### EXERCISE
Copy each line below in which the string "affect" occurs.

### RECORDS FOR THIS EXERCISE
Issue #291, opened 2020-03-06
convert-policy.py and Markdown


annevk:
* The only affect of `from mdx_partial_gfm import PartialGithubFlavoredMarkdownExtension` appears to be the auto-linking of the email address in the Code of Conduct. We could consider replacing it with something simpler that handles email addresses.
* Adopting `commonmark` would require some restructuring of the code as it doesn't like some of the pre-processing we do. It ends up wrapping our headings with paragraphs and also encodes a bunch of " as `&quot;`.

It's not clear that making either is worth it.

domenic:
I think Commonmark is worth a lot just in being the same as GitHub and helping the Markdown ecosystem converge toward a single spec.

annevk:
Could it be that the Python `commonmark` package is wrong? https://spec.commonmark.org/ behaves very similar to the `markdown` package we are using, especially for input such as
```
<h3>...</h3>
test
```
or
```
<h3>...</h3>

test
```
whereas if I try that locally with the `commonmark` package the `<h3>` ends up wrapped in a `<p>`.

domenic:
That could be possible, if distressing :(. Although as I noted in https://github.com/whatwg/sg/pull/92#issuecomment-596056668 I'm unsure why our input contains `<h3>`s anyway, instead of `###`.

annevk:
That's what convert-policy does. We could possibly change it to do post-HTML-conversion changes. That would also fix #145. But I don't think I've really seen where commonmark and markdown give different results yet. Other than that commonmark didn't do email address auto-linking. (Perhaps it needs to be wrapped inside angle brackets.)

Issue #264, opened 2019-09-23
convert-policy.py and Python 3


annevk:
I'm guessing we need to update this or will Travis et al support Python 2.7 for the foreseeable future?

domenic:
Various things have gotten more aggressive about removing Python 3 support. Also, [our builds have started failing with weird encoding errors](https://travis-ci.org/whatwg/whatwg.org/builds/659206562#L206), even on Python 2. So, we should probably do something here sooner rather than later.

Issue #145, opened 2017-12-21
convert-policy.py loses Markdown links in headers


othermaciej:
convert-policy.py loses Markdown links in headers. This doesn't currently affect any WHATWG policy documents, but it would be nice to fix at some point.

annevk:
#295 pretty much fixes this, except that the generated IDs are bad. `header_text_to_id` will also need to strip markup. Otherwise you get
```html
<h3 id="conduct-a-hrefhttpsexmamplecomtesta">Conduct <a href="https://exmample.com/">test</a><a class="self-link" href="#conduct-a-hrefhttpsexmamplecomtesta"></a></h3>
```
for
```markdown
## Conduct [test](https://exmample.com/)
```

PR #294, opened 2020-03-07
Testing the future of markdown

annevk:
This will mainly help with reviewing some planned changes to convert-policy.py to address #291.

PR #295, opened 2020-03-07
Use CommonMark in convert-policy.py

annevk:
This fixes a few subtle issues and is a prerequisite for fixing more.

### DIFF
--- a/convert-policy.py
+++ b/convert-policy.py
@@ -1,7 +1,5 @@
 #!/usr/bin/env python
-# -*- coding: UTF-8 -*-
 
-import codecs
 import commonmark
 import re
 
@@ -26,6 +24,7 @@ def ascii_lower(str):
 
 
 def header_text_to_id(header_text):
+    header_text = header_text.replace("&quot;", "")
     punctuation_regexp = r'[^\w\- ]'
     header_id = ascii_lower(header_text)
     header_id = re.sub(punctuation_regexp, '', header_id)
@@ -63,8 +62,7 @@ def preprocess_markdown(policy_markdown, mapping_pairs):
 
 
 def postprocess_html(policy_html, template, title):
-    result = policy_html.replace("&quot;", "\"")
-    result = template.replace("@POLICY_GOES_HERE@", result)
+    result = template.replace("@POLICY_GOES_HERE@", policy_html)
     result = result.replace("@TITLE_GOES_HERE@", title)
     result = add_header_anchors(result)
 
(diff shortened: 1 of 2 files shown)


annevk:
https://github.com/whatwg/sg/pull/104 should probably land first. The commits in #294 can be used to review the effect of this. I ended up cleaning up the code a bit further compared to that, but I promise there's no difference in output.

annevk:
I'm not sure if this fixes #145 as regular expressions confuse me a ton.

It does seem that switching to using Python 3 is fine and this would fix #264 therefore.

annevk:
This should close #291 as well.

convert-policy.py
```diff
@@ -1,8 +1,8 @@
 #!/usr/bin/env python
+# -*- coding: UTF-8 -*-
```
domenic: Is this necessary still? It seemed surprising to me that it was as we don't seem to use any Unicode literals in the source text...

convert-policy.py
```diff
@@ -55,21 +54,19 @@ def rewrite_defs(policy_markdown):
...
-    result = add_header_anchors(result)
     result = rewrite_defs(result)
-    result = fix_nested_lists(result)
-    result = avoid_link_false_positives(result)
+
+    return result
+
+
+def postprocess_html(policy_html, template, title):
+    result = policy_html.replace("&quot;", "\"")
```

### EXERCISE OUTPUT
* The only affect of `from mdx_partial_gfm import PartialGithubFlavoredMarkdownExtension` appears to be the auto-linking of the email address in the Code of Conduct. We could consider replacing it with something simpler that handles email addresses.
convert-policy.py loses Markdown links in headers. This doesn't currently affect any WHATWG policy documents, but it would be nice to fix at some point.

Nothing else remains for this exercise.